**Task goal**. Go through the records and show each line where the word "these" occurs.

**Input**.
PR #180, opened 2022-01-18
Add profit when minting, so that the treasury has reserves

0xJem:


0xJem:
@lolchocotaco Minting fix, as we discussed earlier

lolchocotaco (approved):
Looks good, 1K profit should be good.

PR #183, opened 2022-01-18
LUSD Allocator:   Fix deadline

kushal256:


lolchocotaco (approved):
LGTM, assuming we don't have tests for this?

kushal256:
> LGTM, assuming we don't have tests for this?

Wish we did, it's difficult to test against a test network as the liquidity pools aren't the same between ropsten and mainnet.  

The other kind of testing would be mocking/verifying, but that's just going to validate a minimal piece of logic, which doesn't really offer much.

contracts/allocators/LUSDAllocator.sol
```diff
@@ -173,7 +173,7 @@ contract LUSDAllocator is OlympusAccessControlled {
                 ISwapRouter.ExactInputParams memory params = ISwapRouter.ExactInputParams({
                     path: abi.encodePacked(address(weth), poolFee, hopTokenAddress, poolFee, lusdTokenAddress),
                     recipient: address(this), //Send LUSD here
-                    deadline: block.timestamp + 25, //25 blocks, at 12 seconds per block is 5 minutes
+                    deadline: block.timestamp + 5 minutes,
```
tonypiano, line 176: You can just use `block.timestamp` the caller and the swap is in the same block.

I think the point of this is so you can't initiate a swap from the UI that sits in the mempool for days because your gas fee was too low and then you get rekt from a sandwich attack

tonypiano (changes requested):
small change

contracts/allocators/LUSDAllocator.sol
kushal256: Ahh i see what you mean now.  OK will fix it, don't think this will require a re-deployment of the contract then.

lolchocotaco:
What does deployment look like? can you update the PR with a deployment.json?

kushal256:
> What does deployment look like? can you update the PR with a deployment.json?

Do you mean a file like this?  https://github.com/OlympusDAO/olympus-contracts/blob/main/deployments/mainnet/gOHM.json

ind-igo:
This is already deployed, correct? I see the error, but this is incredibly small issue right? I don't think this is worth redeploying. Would rather wait for the new allocator system.

kushal256:
> This is already deployed, correct? I see the error, but this is incredibly small issue right? I don't think this is worth redeploying. Would rather wait for the new allocator system.

Agree - will close this then?

lolchocotaco:
Yeah favor of closeing then. Will revisit.

Issue #1638, opened 2018-09-24
Modify no-name PONI zooms


nvkelso:
```
        #most POI icons without name should be hidden, except these
        no-name:
            filter: { name: false }
            draw:
                mapzen_icon_library:
                    visible: false
            # eg park polygons in SF that have area but no name, sigh
            no-name-no-area:
                filter:
                    kind: true
                    name: false
                draw:
                    mapzen_icon_library:
                        visible: false
            sports-pitch:
                filter:
                    $zoom: { min: 17 }
                    kind: [grass, pitch]
                    kind_detail: [baseball, basketball, football, hockey, soccer, tennis]
                draw:
                    mapzen_icon_library:
                        visible: global.icon_visible_poi_landuse_e
                        priority: 69
            z17:
                filter:
                    $zoom: { min: 17 }
                    kind: [parking]
                draw: { mapzen_icon_library: { visible: global.icon_visible_poi_landuse_e } }
            z18:
                # for different styles, different sets
                # since [picnic_site] doesn't have bubble-wrap icon, it's omitted here
                filter:
                    $zoom: { min: 18 }
                    kind: [drinking_water, information, playground, toilets, traffic_signals]
                draw: { mapzen_icon_library: { visible: global.icon_visible_poi_landuse_e } }
            z19:
                filter:
                    $zoom: { min: 19 }
                    kind: [bicycle_parking]
                draw: { mapzen_icon_library: { visible: global.icon_visible_poi_landuse_e } }
```

zerebubuth:
Please tell me if I'm getting this wrong, but it looks like that `no-name-no-area` subfilter is redundant? We should be setting a `kind` property on every feature, so it doesn't add anything over the top-level `no-name` rule?

nvkelso:
Yes, I agree with that.

nvkelso:
Verified.

PR #1727, opened 2018-12-12
Modify no-name PONI zooms

zerebubuth:
Push down min_zoom on some POIs with no names (PONIs).

- *Sports pitches:* Drop the `min_zoom` to 17 if there's no name and the sport is whitelisted.
- *Parking:* Nothing to do, we had already changed it independently to zoom 17.
- *Drinking water:* Added to PONIs, output only at zoom 18 (not sure there are many named?)
- *Information:* Drop `min_zoom` to 18 if there's no name.
- *Playgrounds:* Added to PONIs, drop `min_zoom` to 18 if there's no name.
- *Toilets:* Nothing to do, had already been changed to 18.
- *Traffic signals:* Dropped to `min_zoom` 18 - pretty sure these don't usually get named.
- *Bicycle parking:* Dropped to 19 when there's no name.

Connects to #1638.

### DIFF
--- a/yaml/pois.yaml
+++ b/yaml/pois.yaml
@@ -29,6 +29,37 @@ global:
     tram_routes: {col: tram_routes}
   - &health_facility_type_kind_detail
     kind_detail: {col: 'health_facility:type'}
+  # common properties for {bi|motor}cycle parking
+  - &cycle_parking_properties
+    access: {col: access}
+    operator: {col: operator}
+    capacity: {col: tags->capacity}
+    covered:
+      case:
+        - when:
+            covered: 'yes'
+          then: true
+        - when:
+            covered: 'no'
+          then: false
+    fee:
+      case:
+        - when:
+            fee: true
+            not:
+              fee: ['no', 'Free', 'free', '0', 'No', 'none']
+          then: true
+      # TODO tests expect this to be false and not omitted, is that what we want?
+        - else: false
+    cyclestreets_id: {col: tags->cyclestreets_id}
+    maxstay: {col: tags->maxstay}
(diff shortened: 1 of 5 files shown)


yaml/pois.yaml
```diff
@@ -29,6 +29,37 @@ global:
...
+            covered: 'no'
+          then: false
+    fee:
+      case:
+        - when:
+            fee: true
+            not:
+              fee: ['no', 'Free', 'free', '0', 'No', 'none']
+          then: true
+      # TODO tests expect this to be false and not omitted, is that what we want?
```
nvkelso: yes

yaml/pois.yaml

**Answer to this problem**.
        #most POI icons without name should be hidden, except these
- *Traffic signals:* Dropped to `min_zoom` 18 - pretty sure these don't usually get named.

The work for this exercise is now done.